Paul speaks of this sorrow in his second letter to Corinth. “For the sorrow that is according to the will of God produces a repentance without regret, leading to salvation; but the sorrow of the world produces death. For behold what earnestness this very thing, this godly sorrow, has produced in you” (2 Cor. 7:10-11).
The only sorrow that brings spiritual life and growth is godly sorrow, sorrow over sin that leads to repentance. Godly sorrow is linked to repentance, and repentance is linked to sin.
As the first beatitude makes clear, entrance into the kingdom of heaven begins with being “poor in spirit,” with recognition of total spiritual bankruptcy. The only way any person can come to Jesus Christ is empty-handed, totally destitute and pleading for God’s mercy and grace. Without a sense of spiritual poverty no one can enter the kingdom. And when we enter the kingdom we should never lose that sense, knowing “that nothing good dwells in [us], that is, in [our] flesh” (Rom. 7:18).
Spiritual poverty leads to godly sorrow; the poor in spirit become those who mourn. After his great sin involving Bathsheba and Uriah, David repented and expressed his godly sorrow in Psalm 51: “For I know my transgressions, and my sin is ever before me.

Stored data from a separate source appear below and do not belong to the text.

PR #8473, opened 2021-04-15
add log time rotating handle

XiaofeiQian:
**Proposed changes**:
- ...

The log of `rasa run` will become larger and larger with the increase of time, and it is necessary to divide it in actual production. The custom component part can be implemented by your own code, but the log of the core part is always written in a file by default. This change only adds the option of converting by time.

### DIFF
--- a/rasa/cli/arguments/run.py
+++ b/rasa/cli/arguments/run.py
@@ -42,6 +42,24 @@ def add_server_arguments(parser: argparse.ArgumentParser) -> None:
         default=None,
         help="Store logs in specified file.",
     )
+    parser.add_argument(
+        "--log-rotating",
+        type=str,
+        # Rasa should not rotaing log file by default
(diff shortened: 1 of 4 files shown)


sara-tagger:

rasa/cli/arguments/run.py
```diff
@@ -42,6 +42,24 @@ def add_server_arguments(parser: argparse.ArgumentParser) -> None:
         default=None,
         help="Store logs in specified file.",
     )
+    parser.add_argument(
+        "--log-rotating",
+        type=str,
+        # Rasa should not rotaing log file by default
```
joejuzl, line 48:
```suggestion
        # Rasa should not rotate log files by default
```

joejuzl (changes requested):
Thanks for this!

PR #8511, opened 2021-04-20
Improve vulnerability scan workflow

### LINKED ISSUE #8474: Vulnerability GitHub issues created by trivy are created in duplicate
See issues here: https://github.com/RasaHQ/rasa/issues?q=is%3Aissue+author%3Aapp%2Fgithub-actions+label%3Atool%3Atrivy+is%3Aclosed

Additionally, it'd be nice to add them automatically to Enable's project board

m-vdb:
**Proposed changes**:
- Fixes #8474 
- Tested with this repository: https://github.com/m-vdb/test-repo-project
- I forked the action to support 2 cases:
   - If a user creates an issue and assigns it to a project during the issue creation, the workflow was failing because the issue is "awaiting triage" (more of an edge case)
   - Issues already in a project should be left untouched (more of safety on issue creation to prevent race conditions, but it's important if we want to support the use case of adding/removing labels)
- After merge of this PR, remove the `RASABOT_ASSIGN_ISSUE_RESEARCH_BOARD_TOKEN` value from this repository's secrets (it has been renamed to a more generic name)

### DIFF
--- a/.github/workflows/assign-default-project.yml
+++ b/.github/workflows/assign-default-project.yml
@@ -13,7 +13,7 @@ jobs:
     steps:
     - name: Assign vulnerability scans or Sentry issues to Enable
       if: contains(github.event.issue.labels.*.name, 'tool:trivy') || contains(github.event.issue.labels.*.name, 'tool:sentry')
-      uses: m-vdb/create-or-update-project-card@9c632af4932aabf8115780d762841f3ca07f7b6b
+      uses: RasaHQ/create-or-update-project-card@9c632af4932aabf8115780d762841f3ca07f7b6b
 
       with:
         token: ${{ secrets.RASABOT_ASSIGN_ISSUES_BOARD_TOKEN }}
@@ -24,7 +24,7 @@ jobs:
 
     - name: Assign model regression issues to Research
       if: contains(github.event.issue.labels.*.name, 'tool:model-regression-tests')
-      uses: m-vdb/create-or-update-project-card@9c632af4932aabf8115780d762841f3ca07f7b6b
+      uses: RasaHQ/create-or-update-project-card@9c632af4932aabf8115780d762841f3ca07f7b6b
 
       with:
         token: ${{ secrets.RASABOT_ASSIGN_ISSUES_BOARD_TOKEN }}
--- a/.github/workflows/assign-default-project.yml
+++ b/.github/workflows/assign-default-project.yml
@@ -22,6 +22,17 @@ jobs:
         project-number: 40
         column-name: Inbox
 
+    - name: Assign model regression issues to Research
+      if: contains(github.event.issue.labels.*.name, 'tool:model-regression-tests')
+      uses: m-vdb/create-or-update-project-card@9c632af4932aabf8115780d762841f3ca07f7b6b
+
+      with:
+        token: ${{ secrets.RASABOT_ASSIGN_ISSUES_BOARD_TOKEN }}
+        # https://github.com/orgs/RasaHQ/projects/21
+        project-location: RasaHQ
+        project-number: 21
+        column-name: Inbox
+
     - name: Notify slack on failure
       if: failure()
       env:
--- a/.github/workflows/assign-default-project.yml
+++ b/.github/workflows/assign-default-project.yml
@@ -16,7 +16,7 @@ jobs:
       uses: peter-evans/create-or-update-project-card@3d5056faa1b952f322b49b5d5f37adefd702e3e1
 
       with:
-        token: ${{ secrets.RASABOT_ASSIGN_ISSUE_RESEARCH_BOARD_TOKEN }}
+        token: ${{ secrets.RASABOT_ASSIGN_ISSUES_BOARD_TOKEN }}
         # https://github.com/orgs/RasaHQ/projects/40
         project-location: RasaHQ
         project-number: 40
--- a/.github/workflows/assign-default-project.yml
+++ b/.github/workflows/assign-default-project.yml
@@ -6,12 +6,12 @@ on:
     - opened
 
 jobs:
-  vulnerability_scan:
-    name: Assign relevant issues to Enable project board
+  assign_default_project:
+    name: Assign default project to issue
     runs-on: ubuntu-latest
 
     steps:
-    - name: Add issue to project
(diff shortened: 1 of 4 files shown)


.github/workflows/assign-default-project.yml
```diff
@@ -0,0 +1,23 @@
...
+    - name: Add issue to project
+      if: contains(github.event.issue.labels.*.name, 'tool:trivy') || contains(github.event.issue.labels.*.name, 'tool:sentry')
+      uses: peter-evans/create-or-update-project-card@3d5056faa1b952f322b49b5d5f37adefd702e3e1
+
+      with:
+        token: ${{ secrets.RASABOT_ASSIGN_ISSUE_RESEARCH_BOARD_TOKEN }}
+        # https://github.com/orgs/RasaHQ/projects/40
+        project-location: RasaHQ
+        project-number: 40
+        column-name: Inbox
```
m-vdb, line 23: TODO: add message to Slack channel if failing

.github/workflows/assign-default-project.yml
```diff
@@ -0,0 +1,23 @@
+name: Assign default project to issues
+
+on:
+  issues:
+    types:
+    - opened
```
m-vdb, line 6: we could also support more use cases when a label is added to an existing issue, not sure it's needed at this stage. If we want to support it, `peter-evans/create-or-update-project-card` might not be the best choice for a GH action because there is no way to control the "update" behaviour (might fork it to make it controllable?)

.github/workflows/assign-default-project.yml
```diff
@@ -0,0 +1,23 @@
...
+    name: Assign relevant issues to Enable project board
+    runs-on: ubuntu-latest
+
+    steps:
+    - name: Add issue to project
+      if: contains(github.event.issue.labels.*.name, 'tool:trivy') || contains(github.event.issue.labels.*.name, 'tool:sentry')
+      uses: peter-evans/create-or-update-project-card@3d5056faa1b952f322b49b5d5f37adefd702e3e1
+
+      with:
+        token: ${{ secrets.RASABOT_ASSIGN_ISSUE_RESEARCH_BOARD_TOKEN }}
```
m-vdb, line 19: pending renaming

.github/workflows/ci-model-regression-on-schedule.yml
```diff
@@ -419,7 +419,7 @@ jobs:
           # Add this issue to a project column
           curl \
             -X POST \
-            -s -H "Authorization: token ${{ secrets.RASABOT_ASSIGN_ISSUE_RESEARCH_BOARD_TOKEN }}" \
+            -s -H "Authorization: token ${{ secrets.RASABOT_ASSIGN_ISSUES_BOARD_TOKEN }}" \
```
m-vdb, line 422: We could possibly move the assignment of the issue to the new `assign-default-project` workflow, it may make things more modular

.github/workflows/assign-default-project.yml
```diff
@@ -0,0 +1,33 @@
...
+        # https://github.com/orgs/RasaHQ/projects/40
+        project-location: RasaHQ
+        project-number: 40
+        column-name: Inbox
+
+    - name: Notify slack on failure
+      if: failure()
+      env:
+        SLACK_BOT_TOKEN: ${{ secrets.SLACK_BOT_TOKEN }}
+      uses: voxmedia/github-action-slack-notify-build@v1
```
wochinge, line 29: optional: there is also a v2 (but also a newer 1.5 release 🙈 )

.github/workflows/ci-model-regression-on-schedule.yml
wochinge: up to you in my opinion. I think both has it's advantages. Your approach is more DRY while the current approach keeps things together which makes it easier to understand a workflow without understand all workflows). Maybe it's worth adding a comment where the issue to project mapping is done in this workflow in case you decide to move it out?

wochinge (approved):
Thank you 💯

.github/workflows/ci-model-regression-on-schedule.yml
m-vdb: yeah I agree with you, both ways of doing it are acceptable. I wanted get @tczekajlo opinion on this before moving it (or not).

I was thinking that we'll likely have other rules in the future to automate project assignment, and keeping all of these rules in one place might make things more maintainable 🤔

.github/workflows/assign-default-project.yml
m-vdb: I pined the latest commit c227368e592

.github/workflows/ci-model-regression-on-schedule.yml
tczekajlo: The new `assign-default-project` workflow looks good to me 😄  The only thing that has to be changed before moving it is the label that is used for the issues created for the research team, now it uses the "bug" label that is quite common, I guess we could add an additional label like 'model-regression-tests:performance-drop` (?) in order to distinguish the issues

m-vdb: or something like `tool:model-regression-tests`? That'd make it consistent with other tools we use elsewhere (even if this one is in-house ^^)

m-vdb: @tczekajlo I've made the change in this commit 1e114bad245 and also added the label to existing issues. Can I get a review? 🤩

tczekajlo (approved):
Beautiful 🎖️

.github/workflows/assign-default-project.yml
```diff
@@ -0,0 +1,44 @@
...
+      with:
+        token: ${{ secrets.RASABOT_ASSIGN_ISSUES_BOARD_TOKEN }}
+        # https://github.com/orgs/RasaHQ/projects/40
+        project-location: RasaHQ
+        project-number: 40
+        column-name: Inbox
+
+    - name: Assign model regression issues to Research
+      if: contains(github.event.issue.labels.*.name, 'tool:model-regression-tests')
+      uses: m-vdb/create-or-update-project-card@9c632af4932aabf8115780d762841f3ca07f7b6b
```
tczekajlo, line 27: Can we fork it to the Rasa org?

Against Thee, Thee only, I have sinned, and done what is evil in Thy sight” (vv. 3-4).
Job was a model believer, “blameless, upright, fearing God, and turning away from evil” (Job 1:1). Yet he still had something to learn about God’s greatness and his own unworthiness, about God’s infinite wisdom and his own very imperfect understanding. Only after God allowed everything dear to Job to be taken away and then lectured His servant on His sovereignty and His majesty, did Job finally come to the place of godly sorrow, of repenting of and mourning over his sin. He confessed, “I have heard of Thee by the hearing of the ear; but now my eye sees Thee; therefore I retract, and I repent in dust and ashes” (42:5-6).
God loves and honors a morally righteous life, but it is no substitute for a humble and contrite heart, which God loves and honors even more (Isa. 66:2).
As seen in the discussion of the first beatitude, makarios (blessed) means to be happy, blissful. That happiness is a divine pronouncement, the assured benefit of those who meet the conditions God requires.
The condition of the second beatitude is mourning: blessed are those who mourn. Nine different Greek words are used in the New Testament to speak of sorrow, reflecting its commonness in man’s life. It is woven into the cloth of the human situation. The story of history is the story of tears. And before the earth’s situation gets better it will get worse. Jesus tells us that before He comes again, “nation will rise against nation, and kingdom against kingdom, and in various places there will be famines and earthquakes. But all these things are merely the beginning of birth pangs” (Matt. 24:7-8). Until the Lord returns, history is destined to go from tragedy to greater tragedy, from sorrow to still greater sorrow.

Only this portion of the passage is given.